BBEdit’s syntax checker and the W3C HTML validator are both terrific tools. (And yes, a “syntax checker” is not the same thing as a “validator”, although that’s not to say that one or the other couldn’t be improved in the future to handle all of the above examples.) Rather than competing, they complement each other rather nicely, which is why I use both.

If I had to choose just one, however, I’d go with BBEdit’s syntax checker. For one thing, it’s much more convenient to use — it’s faster to invoke, and it displays its results in a well-designed error browser that lets you jump right to the errors in your document. Furthermore, it catches more of the errors that I’m likely to make, especially stupid typos in attribute values. It’s not likely at all that I’ll include two <body> tags in a document.

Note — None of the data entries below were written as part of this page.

PR #9231, opened 2026-09-11
fix(editor): disable Alt-G jumpToLine on macOS so Option+G can type @ on German keyboards

### LINKED ISSUE #9114: [Monaco Editor] Alt+G / Option+G triggers "Jump to Line" instead of typing "@" on macOS (German layout)
REF - BRU-4540

### This bug is:

- [x] Making Bruno unusable for me.
- [ ] Annoying.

But there’s no reason to choose. Use both. And when one reports an error that the other doesn’t, the correct action is almost always to fix it. The shortcomings in both tools are that they both miss certain kinds of errors, not that they report bogus errors.

Pixel Pushing

Smith also complains about BBEdit’s syntax checker issuing warnings against her cat’s homepage. The page has 25 implicitly-closed <li> tags, and, not surprisingly, BBEdit issues 25 warnings about implicitly-closed <li> tags. I don’t understand why she’s complaining about this — especially since this warning can be turned off in BBEdit’s preferences — but then again, I don’t understand why she’s written two consecutive reviews of Script Debugger for Macworld in which she blames Late Night Software for bugs in Microsoft Word and Excel (2.0, Jan 2001; 3.0 Feb 2002).